8. The G-spot. Do you see that area, in the second diagram above, about an inch and a half into the vagina where the clitoris surrounds it? That general area is very sensitive — you’ll find that if you concentrate the attentions of the head of your cock there when you’re fucking, benefits will accrue. The same is true when you’re eating a woman’s pussy: gently (at first, and as a default until you’re instructed to do otherwise) introduce a fingertip into her vagina, and begin to caress, stroke, and massage every nook, cranny, and crevice of her entryway. (You will find within most women, especially younger women, areas which seem to be holding tension, which have a bit of rigidity about them. Without attempting to Rolf them, just be present to them with light, loving, tender, perhaps even completely still touch. This will draw energy there, which will soften and heal, and allow more sexual chi and happiness to flow.) Don’t get in a hurry to discover the depths. In time, if you focus your stroking on the interior, anterior wall of the vagina, you’ll discover great sensitivity there. She may wish for you to add another finger, perhaps even two. Ask, if it isn’t perfectly clear from her movements! With time and attention, this area will firm up and you’ll likely feel a raised spot, maybe the size of a quail’s egg, maybe the size of a small hen’s, there. Here’s an approximation from G-Spot Lover:

 g-spot brian browne walker post on oral sex woman love respect 3

You may not feel a pronounced spot at all, in some women, but the nerves are there. You’re at the base of the clitoris, essentially, and stroking here as you lick, suck, circle, smooch, hum upon, fellate and — gently, lovingly, with ample lubrication! — thumb massage her outer clitoris will make magic happen. Pressure with your palm on her lower abdomen above her pubic bone will intensify the pleasure, if you’re handy and can do several things at once. Pressing there, while massaging toward the pressure from inside, while sucking, licking, and laving the outer clitoris — well, that can be a very good way to garden, if you’ve prepared the ground well beforehand.

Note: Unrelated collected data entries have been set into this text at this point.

PR #2320, opened 2024-04-11
PIMS-1545: AgenciesController auth checks

LawrenceLau2020:
## 🎯 Summary

  
[PIMS-1545: ](https://citz-imb.atlassian.net/browse/PIMS-1545)

Added a frontend authorization check to the agency management page and changed the route to a protected route.
You can test using a role of "General User" which shouldn't be able to access the Agency admin page: http://localhost:3000/admin/agencies and should be redirected to the homepage.
Only admin and auditor roles should be able to access it.

## 🔰 Checklist

### DIFF
--- a/express-api/src/routes/agenciesRouter.ts
+++ b/express-api/src/routes/agenciesRouter.ts
@@ -15,12 +15,12 @@ const router = express.Router();
 // Endpoints for Admin Agencies
 router
   .route(`/`)
-  .get(getAgencies)
+  .get(protectedRoute(), catchErrors(getAgencies))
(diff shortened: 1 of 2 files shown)


dbarkowsky (approved):
Works well for me. 
In the future, let's see if we could extract this check into a single function. Then it could be used in many places without duplicate code.

GrahamS-Quartech:
This is acceptable if we only need this for agencies pages right now but this is really something that should be implemented in the AuthRouteGuard or some similar wrapper component.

9. Did I mention communication? I must’ve, but this is a good time to remind you: be regularly, verbally, in touch with your lover. Ask her if she’s feeling good, if she likes this, if she likes that, if there’s anything she’d like you to intensify or repeat or stop or settle into a focused rhythm on. Listen to not just what she tells you with her words, but what she tells you with her body, her breath, her moans, her pants, her sighs. If you aren’t eliciting any, don’t bear down, determined to drive them out of her. This is pretty much always counter-productive and can even result in her faking pleasure to get it over with. Instead, coax her sexual energy to rise to you. Don’t focus on making her orgasm; if you’re good at giving head, she’ll either do that a lot in time or she’s the kind of woman who prefers the process to the conclusion (they exist). Do every bit of this with open heart, loving lips, come-hither fingers, your happy breath on her loins. Tell her you love her, make her laugh, create an atmosphere of lingering joy, appreciation, prayer. If and when she wants you to manhandle her more, she’ll make it very clear.

10. There’s no #10. From here it’s off the chart and into the marvelous mystery. Remember that this isn’t a two-minute project. It’s a song you’re writing, maybe even a symphony, with your fingers and lips and tongue and, above all, your attitude. Be grateful, worshipful, and happy — if you’re fortunate enough to be praying in this most sacred of ways, the gods are directly telling you just how much they love you.